Drumont, pour se faire nommer député, avait dû se dire républicain. D’ailleurs, le pamphlétaire était un bourreau d’argent et le contraire d’un homme d’action. Il suffirait que son journal, en continuant sa besogne, ne dénonçât pas les complots souterrains dont il aurait vent.

Dès juillet, le représentant du duc à Paris, André Buffet, s’aboucha avec Guérin et le dépêcha à son prince, qui prenait les eaux en Bohême, à Marienbad[1].

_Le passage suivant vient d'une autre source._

PR #1226, opened 2017-03-21
[WIP] index object pickle forced to be always under `index.output_prefix` in Similarity

### LINKED ISSUE #691: Force the pickle to be always under `index.output_prefix`
Force the pickle to be always under `index.output_prefix`

See discussion in 
https://groups.google.com/d/msg/gensim/W4iJRVoeiO8/EWkyuR1oKgAJ

prakhar2b:
@piskvorky @tmylk Fix #691 

ref- https://github.com/RaRe-Technologies/gensim/pull/1226#discussion_r125277354


prakhar2b:
Test for similarity needs to be updated as well now

gensim/utils.py
```diff
@@ -266,6 +266,10 @@ def load(cls, fname, mmap=None):
         obj = unpickle(fname)
         obj._load_specials(fname, mmap, compress, subname)
         logger.info("loaded %s", fname)
+        if cls.__name__ is 'Similarity':
+            if obj.output_prefix is not fname:
+                obj.output_prefix = fname[: fname.find("/shard")]
```
prakhar2b: **Correction** -
> -rfind should be used instead of find

gensim/similarities/docsim.py
```diff
@@ -191,6 +191,11 @@ def __init__(self, output_prefix, corpus, num_features, num_best=None, chunksize
             self.output_prefix = utils.randfname(prefix='simserver')
         else:
             self.output_prefix = output_prefix
+            
+        self.shard_dir = self.output_prefix + 'shard/'
```
piskvorky: Not portable -- `/` is UNIX-only.

gensim/similarities/docsim.py
```diff
@@ -429,9 +434,9 @@ def check_moved(self):
         """
         Update shard locations, in case the server directory has moved on filesystem.
         """
-        dirname = os.path.dirname(self.output_prefix)
+        dirname = self.output_prefix
         for shard in self.shards:
-            shard.dirname = dirname
+            shard.dirname = dirname + '/shard'
```
piskvorky: Not portable -- `/` is UNIX-only.

gensim/utils.py
piskvorky: Not portable -- `/` is UNIX-only.

gensim/utils.py
```diff
@@ -266,6 +266,10 @@ def load(cls, fname, mmap=None):
         obj = unpickle(fname)
         obj._load_specials(fname, mmap, compress, subname)
         logger.info("loaded %s", fname)
+        if cls.__name__ is 'Similarity':
```
piskvorky: `issubclass` better?

Also, comparing strings for object equality with `is`, instead of content equality with `==`, is undesirable. Python string interning is a non-trivial subject.

prakhar2b: @piskvorky  should issubclass be called from inside a ```classmethod``` function, when we are not calling it from the class we intend to compare it with 

```isinstance(cls, Similarity)``` throws error global name 'Similarity' is not defined

**Comment by prakhar2b** [comment]
@piskvorky I made changes accordingly. Please review and look into this [comment above](https://github.com/RaRe-Technologies/gensim/pull/1226#issuecomment-288078063)

**Comment by prakhar2b** [comment]
@piskvorky I made changes accordingly. Please review and look into this [comment above](https://github.com/RaRe-Technologies/gensim/pull/1226#issuecomment-288078063)

File: gensim/utils.py (hunk 4 above)
Comment (piskvorky) [inline gensim/utils.py]: Hm, I haven't though of that.

So there's some sort of circular dependency? The current solution may be the simplest then (just with `==` instead of `is`).

File: gensim/similarities/docsim.py [hunk 5]
```diff
@@ -190,7 +190,11 @@ def __init__(self, output_prefix, corpus, num_features, num_best=None, chunksize
             # undocumented feature: set output_prefix=None to create the server in temp
             self.output_prefix = utils.randfname(prefix='simserver')
         else:
-            self.output_prefix = output_prefix
+            self.output_prefix = os.path.join(os.path.dirname(output_prefix), 'shard\\' if os.name == 'nt' else 'shard/')
```
piskvorky: try `os.sep`.

prakhar2b: ``` os.path.join ( os.path.dirname('x/y/z/abc'),'shard', '') ``` will give 
```x/y/z/shard/ ```

we want everything to happen inside shard directory. For example, we want shard index to be saved as ```/x/y/z/shard/.0``` not as ```x/y/z/shard.0``` which is the case in absence of leading slash.

Earlier, if user had passed path as self.output_index to be ```x/y/z/abc``` the shard would be ```x/y/z/abc.0``` and later user may provide some other path for index, so the idea is to have both in same directory.

File: gensim/similarities/docsim.py [hunk 6]
```diff
@@ -190,7 +190,7 @@ def __init__(self, output_prefix, corpus, num_features, num_best=None, chunksize
             # undocumented feature: set output_prefix=None to create the server in temp
             self.output_prefix = utils.randfname(prefix='simserver')
         else:
-            self.output_prefix = os.path.join(os.path.dirname(output_prefix), 'shard\\' if os.name == 'nt' else 'shard/')
+            self.output_prefix = os.path.join(os.path.dirname(output_prefix), 'shard', '') # '' to get the leading slash
```
piskvorky: Do you mean trailing slash?

prakhar2b: oh yes, pardon me, it's trailing slash only. Updated the PR @piskvorky . Thanks

tmylk:
Please add a test where pickle and shards are moved.

prakhar2b:
**Note : ** The`shard` directory is created only when `output_prefix` parameter provided is not `None` , as there might be permission issues while creating a directory in `/tmp` folder.

For reference --  [IPython](https://github.com/prakhar2b/Weekend-Projects/blob/master/gensim/%23691.ipynb) demonstrating the changes.

prakhar2b:
@tmylk I think I should also update tutorial notebook for similarity.

As of now, ```similarities.MatrixSimilarity``` is demonstrated, but ```similarities.Similarity``` is not demonstrated in the [Ipython](https://github.com/RaRe-Technologies/gensim/blob/develop/docs/notebooks/Similarity_Queries.ipynb). After finalizing the api for proposed changes in this PR, I will update the tutorial accordingly

gensim/test/test_similarities.py
```diff
@@ -427,6 +427,17 @@ def testReopen(self):
...
+    def testShardDir(self):
+        """test where shard and pickles are moved """
+        
+        homedir = os.path.join(os.path.expanduser('~'),'')
+        index = similarities.Similarity(homedir, corpus[:5], num_features=len(dictionary), shardsize=9)
+        index.save('test_index')
+        self.assertTrue(os.path.exists(os.path.join(os.path.dirname(homedir), 'shard', '')))
+        self.assertTrue(os.path.exists(os.path.join(os.path.dirname(homedir), 'shard', '.0')))
+        self.assertTrue(os.path.exists(os.path.join(os.path.dirname(homedir), 'shard', 'test_index')))
+        index.destroy()
```
tmylk: please add a test that actually moves the files with `os.rename`

prakhar2b: yes, things to do 
- [x] create shard directory, and test for pickle and shard
- [ ] move the files with os.rename
- [ ] load the files from new location, and test for check_moved()
- [ ] delete shard directory (destroy workspace thus created)

I'll do it asap.Thanks @tmylk

prakhar2b:
@tmylk  updated the code . ```os.rename``` can't be used ih this case as we want the users to move the entire ```shard``` folder to new location. I've used ```shutil``` python inbuilt library.

Apologies for delay in fixing the issue. I'll be done with my examinations by next week. Thanks

gensim/utils.py
```diff
@@ -266,6 +266,10 @@ def load(cls, fname, mmap=None):
         obj = unpickle(fname)
         obj._load_specials(fname, mmap, compress, subname)
         logger.info("loaded %s", fname)
+        if cls.__name__ == 'Similarity':
```
piskvorky: This deserves a comment (the reason we're not checking for a subclass instead).

gensim/utils.py
```diff
@@ -266,6 +266,10 @@ def load(cls, fname, mmap=None):
...
+            if obj.output_prefix is not fname:
+                obj.output_prefix = os.path.join(fname[: fname.rfind("shard")] , 'shard' ,'')   # '' to get trailing slash
```
piskvorky: This deserves a comment -- why are we removing / adding the string `shard`?

Also nitpick: space after comma, not before.

gensim/similarities/docsim.py
```diff
@@ -190,7 +190,10 @@ def __init__(self, output_prefix, corpus, num_features, num_best=None, chunksize
             # undocumented feature: set output_prefix=None to create the server in temp
             self.output_prefix = utils.randfname(prefix='simserver')
         else:
-            self.output_prefix = output_prefix
+            self.output_prefix = os.path.join(os.path.dirname(output_prefix), 'shard', '')   # '' to get the trailing slash
+            if not os.path.exists(self.output_prefix):
+                os.makedirs(self.output_prefix)
```
prakhar2b: yes, there should an except statement for when it fails to create ```shard``` directory. I'll update the pr asap, thanks.

prakhar2b:
@tmylk @piskvorky Updated the PR according to review. One more thing to do -

- [ ] Change required in test_similarities.py -- Now, with `shard` directory saving both index and pickle file for class `Similarity' , we don't need to provide file location to be saved, we only need index file name. This is the reason for check fail as of now.

tmylk:
Apart from making the tests pass, please also take care of the style warning in `docsim.py` in the Travis logs

menshikh-iv:
@prakhar2b what's a status of this PR?

prakhar2b:
**Update** - updated the description [above](https://github.com/RaRe-Technologies/gensim/pull/1226#issue-215736126). Pushing updated codes asap

gensim/similarities/docsim.py
```diff
@@ -186,11 +186,27 @@ def __init__(self, output_prefix, corpus, num_features, num_best=None, chunksize
...
+                    os.makedirs(self.output_prefix)
+                    logger.info("created %s directory . Both shard and index files are stored at this location. Please use \
+                    this entire folder for portability across different systems. ", self.output_prefix)
+                    self.is_shard = True  # helps while saving the index file as we don't want to create directories in temp
+                else:
+                    logger.warning("It seems there is already a file named shard in location %s . Please ensure  \
+                    that there is no other files named shard in the provided location. Starting similarity index under temp folder", os.path.join(os.path.dirname(output_prefix), ''))
+                    self.output_prefix = utils.randfname(prefix='simserver')
+            except:
+                logger.warning("Failed to create shard folder in %s. Please ensure that you have required permission to create  \
```
piskvorky: Huge -1: what is this?

User asked used us to save to location X, but we choose to save to location Y willy-nilly?

gensim/similarities/docsim.py
```diff
@@ -443,7 +459,14 @@ def save(self, fname=None, *args, **kwargs):
         """
         self.close_shard()
         if fname is None:
-            fname = self.output_prefix
+            if(issubclass(self.__class__, Similarity)):
```
piskvorky: Python doesn't use brackets to enclose `if` expressions (see PEP8 for Python code style).

gensim/similarities/docsim.py
prakhar2b: yes, this API concern is causing delay for this PR. As mentioned in the description, as of now, we ask user for `output_prefix` location where we save shards as `out_prefix.shard_number`, and while saving we ask for location for `index object pickle`. This causes problem while loading, if user has moved pickle to a different system where they don't have shards, or if user has changed the location of `shards`.

I understand this approach of creating a directory is quite ambiguous, so do you think it will be better to ask the user for a location like `/home/prakhar/index` and create a directory `index` in `/home/peakhar/` and inside that directory create shards as `index.0` etc. And while saving too, we only ask for pickle name and not entire location, which we will save inside that directory only. The catch here, however, is what if user provides something like `/home/prakhar/` only. As of now, we would create shards `.0`, `.1` etc, but how would we create a directory then ?

After all, we have to save as `pickle_path = output_prefix + index.pkl`

piskvorky: I do not understand the PR description, the phrasing and formatting is hard to parse.

Either way, if user says "store under directory X", we cannot store under directory Y silently. That's just wrong.

If we wish to only support storing to directory Y (and nowhere else), then we shouldn't give the user even the option of saying "store to directory X". The API should be clear.

The problem is not failing if the user asks for some impossible action -- we should fail, explicitly and clearly. The problem is if the API is confusing or does unintuitive clandestine stuff.

piskvorky: To be clear, why not something simple (just pseudo code, I don't remember the exact API, please correct me if this is nonsense):

```python
x = Similarity(prefix=some_partial_path) 
x.add_documents(generator)  # shards stored under some_partial_path.0, .1 etc
x.save()  # automatically stored under some_partial_path.pkl

# user moves all files elsewhere
y = Similarity.load(another_partial_path)  # updates the prefix to the new location
y = Similarity.load(another_partial_path.pkl)  # same thing -- the .pkl is optional
```

prakhar2b: yes, we discussed similar thing on hangouts with @tmylk . We don't need to create a directory.

My implementation was because of one observation - that if input is something like `\home\prakhar\` then we will be creating `.0` , `.1` which will be a hidden file, little difficult for user to locate and move (especially when we have different `name` for shards and pickle). Therefore, I tried for folder approach. (but that would be bad API, I agree)

I think, it's a better approach to ask user for only one input `prefix` and not again while saving. We can raise error if user tries to input a location which is a sub-directory only.
For example-

```python
dir, file_name = os.path.split(input_prefix)
# raise error if file_name is empty
```

piskvorky: That's the idea, yes.

Although that particular test you posted wouldn't work -- we want to test if the given prefix is a directory or not, not whether it ends in a slash.

prakhar2b: yes, that was naive and old approach, will push the updated code asap

gensim/similarities/docsim.py
```diff
@@ -191,6 +191,10 @@ def __init__(self, output_prefix, corpus, num_features, num_best=None, chunksize
             self.output_prefix = utils.randfname(prefix='simserver')
         else:
             self.output_prefix = output_prefix
+            _, file_name = os.path.split(self.output_prefix)
```
piskvorky: This is what we discussed in the PR comments that wouldn't work.

gensim/similarities/docsim.py
```diff
@@ -444,8 +448,20 @@ def save(self, fname=None, *args, **kwargs):
...
             fname = self.output_prefix
+
         super(Similarity, self).save(fname, *args, **kwargs)
 
+    @classmethod
+    def load(self, fname, mmap=None):
+
+        obj = super(Similarity, self).load(fname, mmap)
+        if isinstance(obj,Similarity):
+            if obj.output_prefix is not fname:
```
piskvorky: `is` isn't a good operator for comparing strings.

gensim/similarities/docsim.py
```diff
@@ -444,8 +448,20 @@ def save(self, fname=None, *args, **kwargs):
...
         if fname is None:
             fname = self.output_prefix
+
         super(Similarity, self).save(fname, *args, **kwargs)
 
+    @classmethod
+    def load(self, fname, mmap=None):
+
+        obj = super(Similarity, self).load(fname, mmap)
+        if isinstance(obj,Similarity):
```
piskvorky: PEP8: space after comma.

gensim/similarities/docsim.py
```diff
@@ -444,8 +448,20 @@ def save(self, fname=None, *args, **kwargs):
         self.close_shard()
         if fname is None:
             fname = self.output_prefix
+
         super(Similarity, self).save(fname, *args, **kwargs)
 
+    @classmethod
+    def load(self, fname, mmap=None):
```
piskvorky: Class methods don't have `self`. Instead it's a class, called `cls` by convention.

gensim/similarities/docsim.py
```diff
@@ -444,8 +448,20 @@ def save(self, fname=None, *args, **kwargs):
...
+
+        obj = super(Similarity, self).load(fname, mmap)
+        if isinstance(obj,Similarity):
+            if obj.output_prefix is not fname:
+                obj.output_prefix = fname
```
piskvorky: Doesn't this assume the pickle path is the same as the prefix path? Do we want that?

prakhar2b: yes, I think we discussed this only [here](https://github.com/RaRe-Technologies/gensim/pull/1226#discussion_r125277354). Correct me if I'm wrong

gensim/similarities/docsim.py
prakhar2b: ok, I looked more into it and I think I should better use `os.path.isdir()`

prakhar2b:
still need to make some changes, please don't bother reviewing yet

gensim/similarities/docsim.py
piskvorky: The suggestion in that discussion was to save the pickle under `output_prefix.pkl`.

gensim/similarities/docsim.py
```diff
@@ -191,6 +191,9 @@ def __init__(self, output_prefix, corpus, num_features, num_best=None, chunksize
             self.output_prefix = utils.randfname(prefix='simserver')
         else:
             self.output_prefix = output_prefix
+            if os.path.isdir(self.output_prefix):
+                raise ValueError("output_prefix should not be a directory")
```
piskvorky: Let's include the actual path in the message, for easier debugging.

gensim/similarities/docsim.py
```diff
@@ -444,8 +447,20 @@ def save(self, fname=None, *args, **kwargs):
         self.close_shard()
         if fname is None:
             fname = self.output_prefix
+
         super(Similarity, self).save(fname, *args, **kwargs)
 
+    @classmethod
+    def load(cls, fname, mmap=None):
+
+        obj = super(Similarity, cls).load(fname, mmap)
```
piskvorky: Not safe -- use named argument for `mmap`.

gensim/similarities/docsim.py
```diff
@@ -444,8 +447,20 @@ def save(self, fname=None, *args, **kwargs):
...
+        if isinstance(obj, Similarity):
```
piskvorky: What is this check for?

gensim/similarities/docsim.py
```diff
@@ -444,8 +447,20 @@ def save(self, fname=None, *args, **kwargs):
...
+            if obj.output_prefix != fname:
```
piskvorky: Is this condition needed? IIRC `check_moved` is idempotent if there's no change in the prefix.

jayantj:
Hi @prakhar2b thanks for the PR. From the PR description/our discussion, I'm slightly unclear about what the goal of the PR is. There are two situations involved here - 
1. `Similarity` instance + shards stored as `/original_dir/original_index` and `/original_dir/original_index.0` and then the parent dir being renamed - so the files are now `/renamed_dir/original_index` and `/renamed_dir/original_index.0`. This is the case described in the linked google groups issue. 

2. `Similarity` instance + shards stored as `/original_dir/original_index` and `/original_dir/original_index.0`  and then the index file and shards being renamed to `/original_dir/renamed_index` and `/original_dir/renamed_index.0`. This is the case handled in the unit test.

IMO, for (1) all we need to be doing is to check if the argument passed to `load` matches `output_prefix` or not, and if not, update it accordingly before loading the shards. This is partially done in the PR, but it seems to have a few unnecessary checks along with it which I don't understand (mentioned by @piskvorky too). It also needs to be tested in the unit test.

For (2), I don't think it's easily doable - the test written tries to test for (2), but it does so incorrectly. The shard isn't even loaded when the `Similarity` instance is loaded. It is loaded on `__getitem__` calls, and those fail with a `IOError: [Errno 2] No such file or directory` exception message. I guess we don't need to be handling this case anyway, if the user has changed the actual filenames (and not just the parent directory/path), he is responsible for modifying `output_prefix` himself.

L’héritier de tant de rois fut « charmé »[2] de l’ancien employé de commerce, deux fois failli, qui avait échappé, « avec un bonheur exceptionnel »[3], aux plaintes les plus déshonorantes (escroquerie, abus de confiance et incendie volontaire), et s’était jeté dans la politique, avec Morès et Drumont, comme dans le maquis. Il avait mis en action l’idée antisémitique comme Déroulède l’idée patriotique. Une certaine écorce de

  1. Haute Cour, procédure générale, 7. — D’après un ancien collaborateur de Guérin, devenu son ennemi, et qui aurait eu, sous le nom d’Oswald, des rapports avec la police (Anti-Juif du 18 mai 1902), il fut mis en relation avec Buffet par Guixou-Pagès, qui l’accompagna ensuite chez le duc d’Orléans, et par Sabran-Pontevès. (Spiard, les Coulisses du Fort Chabrol, 50.) — Quand Drumont se fut brouillé à son tour avec Guérin, la Libre Parole publia, sous la signature de Gaston Méry, une série d’articles très documentés (mai-juin 1902) sur l’ancien ami de Morès. Méry l’accuse de rapports clandestins avec la préfecture de police ; cette accusation est sans fondement.
  2. Lettre du duc d’Orléans à Buffet. (Haute Cour, II, 8.)
  3. Ibid., IV, 5. Tout cela est nié, mais mal, par Guérin. (20 et 21 novembre 1899.) — Gaston Méry raconte longuement « les vols et escroqueries » de Guérin ; Morès, édifié, lui aurait télégraphié peu de temps avant sa mort : « Tu n’es qu’un vilain drôle et tu cherches à faire chanter ma femme. » (Libre Parole des 9, 10, 16 mai 1902.) Le 18 décembre 1899, Drumont, à la Haute Cour, disait encore de Guérin qu’il lui était uni « par une sorte d’amitié vraiment fraternelle, cimentée par le souvenir de notre cher et héroïque Morès, et qu’il n’avait jamais vu d’homme meilleur, plus droit et plus loyal. »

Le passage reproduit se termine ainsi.